El protagonismo rompe el juego y su ética, y además te ganas una paliza. Esa sensación de equipo, de ser el tornillo de un engranaje, se me quedó para siempre en el cuerpo y no puedo ver la vida, y mucho menos el trabajo, de otra forma. La individualidad no lleva a nada bueno“, explica. ”En el rugby yo era el más bruto de todos. Tengo el rugby en la cara. Me decían 'métete por ahí', y yo me metía. Y salía de los partidos bastante tocado y algunas veces lesionado, pero no podía verlo de otra manera porque ese era mi deber, meterme y punto. De alguna manera, aunque afortunadamente con matices, eso me pasa con las películas“.
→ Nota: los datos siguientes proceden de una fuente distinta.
PR #28038, opened 2019-09-20
DQM: remove support for References inside CMSSW

schneiml:
#### PR description:

For the modernization of the core DQM infrastrucutre in CMSSW, we decided to drop some rarely used features. This PR removes the first of these: Reference histograms.

The goal is not to remove all of the related code (instead, we will benefit from not having to re-implement it in future), but to remove all usages to see if anything important relies on the references.

The main usage are the Kolmogorov and Chi2 based QTests, which are used in many places. However, since we did not have reasonable reference runs set for a long time now, I suspect that all the output based on these is essentially useless. This may not be true for some validation workflows, but then Validation often uses it's own implementation of comparisons.

Additionally, this PR removes some more old test cases, which happen to be the only usage of some features. 

#### PR validation:

Compiles, and seems to run. However, some references to removed histograms might remain. Also, we need to validate that indeed nobody relies on CMSSW-side references any more.


schneiml:
hold

I still see a problem in the local tests.

schneiml:
unhold

Looks ok now, need to check if any summaries show up empty.

schneiml:
please test

Let's see what happens.

schneiml:
please test

Let's try again.

Martin-Grunewald:
seems stuck, let's rerun tests

Martin-Grunewald:
please test

schneiml:
Ok, seems there are some more things to fix.

schneiml:
please test

now 10024 should work, and hopefully also all the others

schneiml:
The differences are mostly as expected: many quality tests are removed. A few summaries derived from them are affected as well, but we believe these values where not useful anyways. I asked for confirmation by the subsystem experts, waiting for responses.

jfernan2:
+1

Martin-Grunewald:
+1

fabiocos:
@peruzzim @fgolf @santocch please have a look

peruzzim:
Yes, I had a private mail exchange with the author of the PR to understand it better, but then my attention got diverted by other more urgent tasks.
I have not fully understood whether we are using the features removed by this PR for validating nanoAOD, could we please have a few more days to check the workflows after NanoAODv6 is prepared?

fabiocos:
@peruzzim I don't think there is a big urgency to integrate this PR, if it is just a matter of a few more days

peruzzim:
hold

After more discussion with @schneiml, it turns out we are actually using this feature to validate nanoAOD. We have devised a quick workaround and a longer term strategy to modify our validation workflow, I will unhold as soon as the first is implemented.

fioriNTU:
@peruzzim , for my education, could you point me to the code using the internal CMSSW reference for validating nanoAOD? I personally think that, for any possible use case, having a reference outside CMSSW is much more flexible. And, also, why nanoAOD can not be validated with RelMon?

peruzzim:
unhold

I have modified the nanoAOD validation script to avoid using references in CMSSW, by running up to the harvesting included without references, comparing the DQM histograms with reference ones only at the very end, and then filtering the DQM histogram file to only select only the changed histograms and upload them as a separate dataset to DQM.
We can have further discussion in a dedicated setting (meeting) if desired.

peruzzim:
+xpog
for the change to PhysicsTools/NanoAOD/test/dqmQualityTests.xml which removes functionality not supported anymore

santocch:
+1

fabiocos:
@peruzzim @schneiml I understand that further discussions about XPOG DQM needs may follow, but they are not a show-stopper for the integration of this PR, and that a solution in the private XPOG procedure is already in place. So I will move forward with the integration of this PR.

fabiocos:
+1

Entonces, ¿qué ocurrió esta vez?

Es complicado explicarlo. Todos los actores hacemos lo mismo de diferentes formas, que es intentar creernos lo que hacemos para que los otros se lo crean. Hay actores que no necesitan creerse nada porque tienen la maravillosa habilidad técnica de hacerte creer sin sentirlo ellos. Un tecnicismo maravilloso que algunos tienen y que yo, desgraciadamente, no. Yo no puedo evitar entrar de lleno. No es voluntario, ni una pose, es solo mi carácter. Si hago algo, lo hago completamente. Me involucro, es mi manera de ser. Y con el personaje de Biutiful me involucré demasiado y puse en juego mi habilidad para estar dentro y fuera. No lo medí y me entró una necesidad desesperada de hacer cosas, de cerrar asuntos, algo que no va conmigo, que siempre he sido alguien que me he dejado llevar por una especie de fe que me dice que las cosas vienen y que no hay que precipitarlas. Pero no me daba cuenta, la gente me lo decía: 'Oye, que no te vas a morir'. Pero eso no fue tan importante, lo peor fue entrar en una realidad paralela que a base de entrar y sostenerla durante días se vuelve peligrosa.

¿Qué tipo de peligro?

El de aislarte y quedarte muy solo, muy desconectado, fuera de todo. Y a estas alturas sé que ninguna película merece ese precio, porque además, en el fondo, de ahí no sale un buen trabajo. Hay que buscar el placer para crear de verdad, eso es lo más importante. Cuando el dolor viene de la creatividad es bueno, pero el dolor del personaje nunca es tu dolor.

Y su dolor, ¿utiliza sus propios recuerdos para expresarse?

Puedo recordar cosas mías que me lleven a ese personaje, pero yo nunca he estado en su sitio, y ahí entra la imaginación. Es ahí donde se tiene que disparar mi trabajo.

Pero Marlon Brando utilizó dos episodios de su propia biografía en los dos famosos monólogos de 'El último tango en París'. Y supongo que Brando es siempre un modelo.

Lo hizo, y luego, según confesaba en sus propias memorias, se dio cuenta de que aquel esfuerzo no había merecido la pena. Hay sitios a los que uno quiere llegar para no volver nunca más, y creo que eso le pasó a él. Su trabajo se apoderaba de la película y no sé si tenía tanto sentido desnudarse de esa manera para una historia que no podía estar a la altura de aquella confesión ni de un actor tan enorme, quizá demasiado enorme. Al final, las grandes películas no son ni por los actores maravillosos ni por la luz increíble, sino por las historias que cuentan. Esas son las que nunca olvidamos.